I was at my theology course this weekend. The guy I'm going to be teaching with - who was my tutor when I was on the course - I suddenly realised he's the kind of guy I'm looking for. He's married. NO, this isn't another one of those. I'm not pining for him. But his qualities. He's a strong Christian, strong in his faith. He's intelligent - I'm not looking for Einstein, but someone I can have a conversation with. He's charismatic - warm, friendly, easy to talk to. If I could find one like him... Perhaps.
But ultimately, I have to trust that God has His hand over me. Whatever is His will. Whoever - if anyone - is His will. And even if it is His will it won't be easy.
Men are like buses. You wait for ages for one to come along, then a whole bunch turn up together. Though, they're often not the right one!
Two barmen at the local bar to where I work seem keen. Another case of being friendly! But... one of them's 19! And the other - cute, but... Well, we shall see.
Oh, and I'm going on a second date with the blind date I went on a few weeks ago. Nice guy, but there was no chemistry. Still, I always give them a second chance.
Today I had a conversation with a certain young man I work with. I told him that the things that had happened between us were not going to happen again. I like him, I fancy him, but it would never be more than that and I didn't want to wreck his marriage or my chances of meeting someone for just a wee fling.
That took some doing. That's the first time I've told a guy I really like 'No'. It was hard, but I am pleased I did it. If tinged with a little regret because he's so lush! But that's temptation - he wouldn't be tempting if I didn't fancy him and it would have been easy to have said 'No' in the first place.
"Often people attempt to live their lives backwards; they try to have more things, or more money, in order to do more of what they want, so they will be happier. The way it actually works is the reverse. You must first be who you really are, then do what you need to do, in order to have what you want." ~Margaret Young
My current Facebook song lyric status tells the world I'm holding out for a hero. Am I? I'd like to think I am, but sometimes I'm just holding out for the first man that walks across my path.

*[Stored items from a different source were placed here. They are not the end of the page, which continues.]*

PR #7055, opened 2021-06-17
Improve error handling when quota limit gets exceeded on API requests.

phgross:
Fixes https://4teamwork.atlassian.net/browse/CA-2247, different from what is described in the JIRA issue, I also corrected the TUS upload, because that is the one that is used in the gever-ui.

## Checklist

- [x] Changelog entry

- API change:
  - [x] API Changelog entry

### DIFF
--- a/opengever/api/tests/test_document.py
+++ b/opengever/api/tests/test_document.py
@@ -1,8 +1,10 @@
 from ftw.testbrowser import browsing
 from opengever.document.interfaces import ICheckinCheckoutManager
 from opengever.document.versioner import Versioner
+from opengever.private.interfaces import IPrivateFolderQuotaSettings
 from opengever.testing import IntegrationTestCase
 from opengever.workspaceclient.interfaces import ILinkedDocuments
+from plone import api
 from plone.namedfile.file import NamedBlobFile
 from plone.uuid.interfaces import IUUID
 from zope.component import getMultiAdapter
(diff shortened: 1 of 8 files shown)


opengever/api/tus.py
```diff
@@ -1,17 +1,32 @@
...
 from zExceptions import Forbidden
 from zope.component import getMultiAdapter
 from zope.i18n import translate
-from zope.publisher.interfaces import IPublishTraverse
 from zope.interface import implementer
+from zope.publisher.interfaces import IPublishTraverse
+
+
+@implementer(IPublishTraverse)
+class GeverUploadPatch(UploadPatch):
```
njohner, line 15: So basically this one is for mails and UploadPatch below is used for documents?

opengever/quota/browser/error.py
```diff
@@ -8,6 +9,9 @@ class ForbiddenByQuotaView(BrowserView):
 
     def __call__(self):
         # this is an error, we must not commit
```
njohner, line 11: comment should be moved down or adapted

opengever/api/tests/test_tus.py
```diff
@@ -136,3 +169,13 @@ def test_cannot_replace_proposal_if_not_docx(self, browser):
...
+
+    @browsing
+    def test_raises_if_quota_is_exceeded(self, browser):
+        self.login(self.regular_user, browser)
+
+        api.portal.set_registry_record(interface=IPrivateFolderQuotaSettings,
+                               name='size_hard_limit', value=1)
+
+        self.assert_tus_upload_fails(
+            self.private_dossier, browser, code=507, reason='Insufficient Storage')
```
njohner, line 181: Can you test that no child was added in `private_dossier`?

opengever/api/tests/test_document.py
```diff
@@ -223,6 +225,19 @@ def test_does_not_allow_mails_as_file(self, browser):
...
             browser.json['message'])
 
+    @browsing
+    def test_raises_if_quota_is_exceeded(self, browser):
+        self.login(self.regular_user, browser)
+
+        api.portal.set_registry_record(interface=IPrivateFolderQuotaSettings,
+                                       name='size_hard_limit', value=1)
+
+        with browser.expect_http_error(code=507, reason='Insufficient Storage'):
```
njohner, line 235: Here too, check that nothing was added to the `private_dossier`

njohner (approved):
LGTM, just would like to be sure that we are not committing anything, as we are actually catching the exception.

opengever/api/tus.py
phgross: Yes actually it does. But GeverUploadPatch applies to all TUS uploads, even if there would be other file types in the future. The document upload TUS inherits from GeverUploadPatch, so it works for Documents as well.

phgross:
@njohner Thx for the review, I added additional `transaction.aboort()` in both exception handlers, to make sure nothing is comitted.

PR #7060, opened 2021-06-21
Support dossier resolving incl. assignment of the filing number via API.

phgross:
With #5558 support for resolving a dossier has been introduced, but support when the filing_number feature is enabled, was not implemented. This PR add this support, used for https://4teamwork.atlassian.net/browse/CA-2090.

My thoughts and decisions:
* The API should use the same schema (including fields, default_values and values) as the z3c.form does. Therefore the Dossier TransitionExtender returns now this schema, when the filing_number feature is enabled.
* So that the new frontend does not have to implement the form logic itself, it must be possible to query the schema, similar to what is already the case in the types endpoint. For this reason, a "worklow-schema" endpoint is now available.

IMHO the ArchiveForm and Archiver should be renamed, because actually it has nothing to do with archiving but with the assignment of filing number. But I'll do that in an separate PR.

## Checklist

- [x] Changelog entry

- API change:


opengever/dossier/archive.py
```diff
@@ -109,14 +108,33 @@ def cancel(self, action):
...
+    def run(self, **kwargs):
+
+        action = kwargs['filing_action']
+        filing_year = kwargs['filing_year']
+        filing_prefix = kwargs['filing_prefix']
+
+        if action == METHOD_RESOLVING_AND_FILING:
+            self.archive(filing_prefix, filing_year)
+
+        if action == METHOD_RESOLVING_EXISTING_FILING:
```
njohner, line 116: if -> elif

opengever/dossier/archive.py
```diff
@@ -109,14 +108,33 @@ def cancel(self, action):
...
+            # archive all with the existing filing number
+            filing_no = IFilingNumber(self.context).filing_no
+            filing_prefix = IDossier(self.context).filing_prefix
+            self.archive(filing_prefix, filing_year, number=filing_no)
+
+        if action == METHOD_RESOLVING:
```
njohner, line 122: if -> elif

opengever/dossier/resolve.py
```diff
@@ -152,76 +161,18 @@ def resolve(self):
...
+            IDossierArchiver(self.context).run(**transition_params)
+
+        self.resolver.resolve(
+            end_date=transition_params.get('dossier_enddate'), **transition_params)
 
     def is_archive_form_needed(self):
         return self.resolver.is_archive_form_needed()
 
 
-class DossierResolutionStatusmessageMixin(object):
```
njohner, line 162: That's probably in the wrong commit

opengever/dossier/tests/test_archiver.py
```diff
@@ -440,3 +442,109 @@ def test_precondition_violation_raises_error_on_archive_form(self, browser):
...
+        self.assertEquals(former_filing_number,
+                          IFilingNumber(self.empty_dossier).filing_no)
+
+    @browsing
+    def test_resolving_and_set_new_filing_number(self, browser):
+        self.login(self.secretariat_user, browser)
+
+        former_filing_number = u'Hauptmandant-Administration-2013-1'
+        IFilingNumber(self.empty_dossier).filing_no = former_filing_number
+        browser.open(self.empty_dossier, view='transition-archive')
```
njohner, line 500: I don't think that line is necessary?

docs/public/dev-manual/api/workflow.rst
```diff
@@ -74,3 +74,9 @@ Endpoint verwendet:
 
    .. literalinclude:: examples/workflow_post.json
       :language: http
+
+
+Workflow-Schema
+~~~~~~~~~~~~~~~
+
+Gewisse Workflow Transitions, wie bspw. der Dossier-Abschluss, erwarten je nach Konfiguration weiter Angaben. Diese Schemas können mit einem Request auf den zusätzlichen API Endpoint ``@workflow-schema`` abgefragt werden. Mit dem Rückgabewert kann ein entsprechendes Formular generiert werden.
```
njohner, line 82: I guess we could use that for some of the task transitions that also require additional data?

njohner (approved):
LGTM 🎉

docs/public/dev-manual/api/workflow.rst
phgross: Yes, thats the point. That's the reason why I implemented in a generic way. I'll open a follow up story, to update the implementation also for tasks.

PR #7063, opened 2021-06-23
Return a placeholder pdf instead of an image if a pdf is not digitally available

tinagerber:
Until now we returned a placeholder image if a pdf was not digitally available.
Therefore, a URL to an svg image was specified as `pdf_url` in the document serialization. Since the PDFViewer in the new frontend can only display PDFs, this has led to an error.

Jira: https://4teamwork.atlassian.net/browse/CA-2380

## Checklist

- [x] Changelog entry


deiferni (approved):
LGTM 👍

this will have no side-effect for the classical ui, rigth?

I went to a Christian singles party last weekend. The high point of the party was bumping into the guy I met at the last party, who I went on 2 dates with and he told me there was no chemistry (I think I agonised about this back in Feb/March. Also turns out he did the same thing around the same time to another girl I know!) That was the HIGH point of the night!
I'm not asking for a hunk - but I wouldn't turn one down! Just a regular guy would be nice. Someone who's not a coward and is prepared to ask me out, to challenge me. Someone who has a strong faith, but who isn't afraid of questioning or stretching it. Someone who's at ease with himself - someone with a bit of ZING! I know Christian guys have had to contend with the 'look at a woman in lust and you've committed adultery' message rammed down their throat, but the seem to then go one of 2 ways - suppress it completely until they're almost asexual, or act out (and yes, it does take one to know one, because women struggle with this too).
Sure, a hero would be nice. Sweep me off my feet. Handsome, strong, go-getting. Yeah, that would be fantastic!
As part of my spiritual direction session, my director asked me what one thing I could do to get towards my goal of feeling more connected with God. My answer was to read the Bible. But how? Although an avid reader, I find it hard to read the Bible - what a confession for a Christian, eh? And then it came to me - I could blog it!
So, over the next 4 weeks I'm going to blog the book of James on my new blog: Jo's Bible blog.
Hopefully this could be the start of something. It's going to be no Tom Wright, but you never know what I might come up with.
And perhaps this will help me in my quest to become more connected, to become more whole as a person, because at the moment I'm not sure how many me's there are.
"Delight yourself in the LORD and he will give you the desires of your heart." Psalm 37:4
And hopefully I'll soon know what the desires of my heart are.